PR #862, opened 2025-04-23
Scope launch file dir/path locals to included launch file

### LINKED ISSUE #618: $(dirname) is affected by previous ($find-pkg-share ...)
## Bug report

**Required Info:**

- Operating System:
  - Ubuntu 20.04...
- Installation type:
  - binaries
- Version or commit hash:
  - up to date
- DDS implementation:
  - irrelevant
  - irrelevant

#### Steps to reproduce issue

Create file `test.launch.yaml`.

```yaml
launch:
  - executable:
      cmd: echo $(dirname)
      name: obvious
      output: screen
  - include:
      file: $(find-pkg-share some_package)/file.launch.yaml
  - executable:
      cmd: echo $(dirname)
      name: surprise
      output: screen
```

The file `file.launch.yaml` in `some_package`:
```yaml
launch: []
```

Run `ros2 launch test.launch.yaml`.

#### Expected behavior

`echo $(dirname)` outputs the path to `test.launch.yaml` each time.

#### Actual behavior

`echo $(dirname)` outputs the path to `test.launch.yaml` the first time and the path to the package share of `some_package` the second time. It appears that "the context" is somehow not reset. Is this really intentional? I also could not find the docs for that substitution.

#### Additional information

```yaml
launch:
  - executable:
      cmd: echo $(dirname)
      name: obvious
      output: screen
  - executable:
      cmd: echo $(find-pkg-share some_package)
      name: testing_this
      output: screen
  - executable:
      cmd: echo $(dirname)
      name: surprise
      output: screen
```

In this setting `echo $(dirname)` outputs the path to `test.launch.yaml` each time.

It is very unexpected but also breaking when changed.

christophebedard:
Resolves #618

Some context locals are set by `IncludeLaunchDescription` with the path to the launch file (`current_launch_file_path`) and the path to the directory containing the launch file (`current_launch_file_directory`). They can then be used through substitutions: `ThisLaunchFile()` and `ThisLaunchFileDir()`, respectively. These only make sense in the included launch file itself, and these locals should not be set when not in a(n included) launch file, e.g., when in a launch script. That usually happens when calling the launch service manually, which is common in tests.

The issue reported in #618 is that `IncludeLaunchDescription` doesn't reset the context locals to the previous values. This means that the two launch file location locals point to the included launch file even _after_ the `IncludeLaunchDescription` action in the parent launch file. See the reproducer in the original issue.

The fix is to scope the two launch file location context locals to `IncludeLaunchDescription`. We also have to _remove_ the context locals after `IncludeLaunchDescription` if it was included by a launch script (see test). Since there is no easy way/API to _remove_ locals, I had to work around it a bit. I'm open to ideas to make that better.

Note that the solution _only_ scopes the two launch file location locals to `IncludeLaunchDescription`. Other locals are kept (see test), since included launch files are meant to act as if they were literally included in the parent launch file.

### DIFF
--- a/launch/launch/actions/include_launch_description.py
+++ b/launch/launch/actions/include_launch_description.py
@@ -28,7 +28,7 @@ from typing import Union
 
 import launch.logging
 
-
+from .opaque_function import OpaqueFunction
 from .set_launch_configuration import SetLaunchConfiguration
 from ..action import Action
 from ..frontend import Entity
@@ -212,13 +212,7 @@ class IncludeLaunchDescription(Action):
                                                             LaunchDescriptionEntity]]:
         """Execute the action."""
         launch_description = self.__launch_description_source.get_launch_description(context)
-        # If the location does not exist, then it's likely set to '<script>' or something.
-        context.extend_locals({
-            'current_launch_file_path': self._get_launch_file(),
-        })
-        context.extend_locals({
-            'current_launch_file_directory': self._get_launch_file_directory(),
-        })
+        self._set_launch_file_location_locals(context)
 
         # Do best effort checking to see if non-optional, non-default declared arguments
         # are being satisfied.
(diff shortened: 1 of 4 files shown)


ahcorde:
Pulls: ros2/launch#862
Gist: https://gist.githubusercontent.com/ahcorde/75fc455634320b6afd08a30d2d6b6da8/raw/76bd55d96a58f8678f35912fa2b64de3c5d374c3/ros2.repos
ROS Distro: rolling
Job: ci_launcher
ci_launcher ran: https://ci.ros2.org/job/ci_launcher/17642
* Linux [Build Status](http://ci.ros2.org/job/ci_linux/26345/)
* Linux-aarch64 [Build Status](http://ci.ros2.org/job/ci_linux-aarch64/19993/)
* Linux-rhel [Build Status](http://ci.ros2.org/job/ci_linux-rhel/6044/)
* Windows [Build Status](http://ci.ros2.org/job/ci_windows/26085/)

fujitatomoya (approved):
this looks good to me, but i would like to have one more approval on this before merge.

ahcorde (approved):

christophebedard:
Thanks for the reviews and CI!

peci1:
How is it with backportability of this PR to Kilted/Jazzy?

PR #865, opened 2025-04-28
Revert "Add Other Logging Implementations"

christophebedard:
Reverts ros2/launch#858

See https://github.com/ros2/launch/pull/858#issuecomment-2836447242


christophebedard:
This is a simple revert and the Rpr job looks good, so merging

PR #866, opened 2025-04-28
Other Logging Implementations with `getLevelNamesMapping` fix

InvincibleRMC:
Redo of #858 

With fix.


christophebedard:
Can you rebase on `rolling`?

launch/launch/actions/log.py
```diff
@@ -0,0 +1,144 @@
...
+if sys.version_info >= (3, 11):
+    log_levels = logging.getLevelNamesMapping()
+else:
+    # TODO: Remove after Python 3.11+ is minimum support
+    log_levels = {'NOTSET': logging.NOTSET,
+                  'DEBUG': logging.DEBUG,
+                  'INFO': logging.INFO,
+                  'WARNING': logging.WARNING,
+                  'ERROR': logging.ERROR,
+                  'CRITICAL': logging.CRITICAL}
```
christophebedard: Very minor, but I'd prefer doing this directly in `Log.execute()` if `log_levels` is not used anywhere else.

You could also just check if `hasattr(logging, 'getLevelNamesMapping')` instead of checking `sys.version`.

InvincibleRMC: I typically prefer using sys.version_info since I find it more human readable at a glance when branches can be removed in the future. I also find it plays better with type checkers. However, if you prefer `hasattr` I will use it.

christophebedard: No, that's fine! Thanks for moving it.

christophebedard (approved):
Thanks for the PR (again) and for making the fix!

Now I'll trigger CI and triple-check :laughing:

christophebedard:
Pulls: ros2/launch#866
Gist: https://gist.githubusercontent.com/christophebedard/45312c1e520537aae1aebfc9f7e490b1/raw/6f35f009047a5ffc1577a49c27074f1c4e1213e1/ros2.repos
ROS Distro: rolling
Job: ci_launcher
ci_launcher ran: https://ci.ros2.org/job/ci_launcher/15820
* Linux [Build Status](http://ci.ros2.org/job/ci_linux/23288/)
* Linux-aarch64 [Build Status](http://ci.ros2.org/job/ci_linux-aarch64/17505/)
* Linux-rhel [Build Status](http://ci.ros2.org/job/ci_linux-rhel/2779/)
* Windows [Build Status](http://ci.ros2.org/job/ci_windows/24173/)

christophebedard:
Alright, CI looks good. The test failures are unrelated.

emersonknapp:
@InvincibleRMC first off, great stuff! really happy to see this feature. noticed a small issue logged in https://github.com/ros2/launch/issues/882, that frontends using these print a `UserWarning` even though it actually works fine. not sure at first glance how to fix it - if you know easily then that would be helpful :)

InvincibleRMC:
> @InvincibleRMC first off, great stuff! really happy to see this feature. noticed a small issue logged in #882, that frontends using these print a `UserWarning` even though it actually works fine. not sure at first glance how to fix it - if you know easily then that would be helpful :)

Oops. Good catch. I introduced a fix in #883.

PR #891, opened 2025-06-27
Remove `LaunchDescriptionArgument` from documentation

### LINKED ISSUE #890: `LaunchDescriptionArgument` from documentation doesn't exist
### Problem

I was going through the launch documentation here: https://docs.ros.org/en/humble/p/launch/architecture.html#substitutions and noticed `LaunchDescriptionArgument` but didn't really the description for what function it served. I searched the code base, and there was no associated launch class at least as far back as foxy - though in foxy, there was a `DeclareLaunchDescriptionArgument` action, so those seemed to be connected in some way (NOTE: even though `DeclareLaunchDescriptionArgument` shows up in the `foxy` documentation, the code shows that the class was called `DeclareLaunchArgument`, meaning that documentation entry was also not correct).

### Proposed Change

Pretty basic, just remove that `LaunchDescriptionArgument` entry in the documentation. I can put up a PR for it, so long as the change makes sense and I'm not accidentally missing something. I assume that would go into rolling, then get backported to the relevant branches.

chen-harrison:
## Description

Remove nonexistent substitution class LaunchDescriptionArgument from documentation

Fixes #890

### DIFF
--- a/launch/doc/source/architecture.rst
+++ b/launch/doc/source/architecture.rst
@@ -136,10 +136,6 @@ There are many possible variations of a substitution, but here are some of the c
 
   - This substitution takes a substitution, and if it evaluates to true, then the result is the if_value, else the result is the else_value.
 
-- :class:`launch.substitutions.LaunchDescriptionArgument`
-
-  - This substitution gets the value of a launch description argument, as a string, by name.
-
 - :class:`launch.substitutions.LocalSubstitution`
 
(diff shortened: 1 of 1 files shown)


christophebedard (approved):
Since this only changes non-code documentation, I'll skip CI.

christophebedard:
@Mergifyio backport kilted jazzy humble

====

» **The task**
Looking back over the data above, restate word for word the lines that begin at the line with "## Bug report" and end at the line with "Resolves #618", inclusive.

» **Task solution**
## Bug report

**Required Info:**

- Operating System:
  - Ubuntu 20.04...
- Installation type:
  - binaries
- Version or commit hash:
  - up to date
- DDS implementation:
  - irrelevant
  - irrelevant

#### Steps to reproduce issue

Create file `test.launch.yaml`.

```yaml
launch:
  - executable:
      cmd: echo $(dirname)
      name: obvious
      output: screen
  - include:
      file: $(find-pkg-share some_package)/file.launch.yaml
  - executable:
      cmd: echo $(dirname)
      name: surprise
      output: screen
```

The file `file.launch.yaml` in `some_package`:
```yaml
launch: []
```

Run `ros2 launch test.launch.yaml`.

#### Expected behavior

`echo $(dirname)` outputs the path to `test.launch.yaml` each time.

#### Actual behavior

`echo $(dirname)` outputs the path to `test.launch.yaml` the first time and the path to the package share of `some_package` the second time. It appears that "the context" is somehow not reset. Is this really intentional? I also could not find the docs for that substitution.

#### Additional information

```yaml
launch:
  - executable:
      cmd: echo $(dirname)
      name: obvious
      output: screen
  - executable:
      cmd: echo $(find-pkg-share some_package)
      name: testing_this
      output: screen
  - executable:
      cmd: echo $(dirname)
      name: surprise
      output: screen
```

In this setting `echo $(dirname)` outputs the path to `test.launch.yaml` each time.

It is very unexpected but also breaking when changed.

christophebedard:
Resolves #618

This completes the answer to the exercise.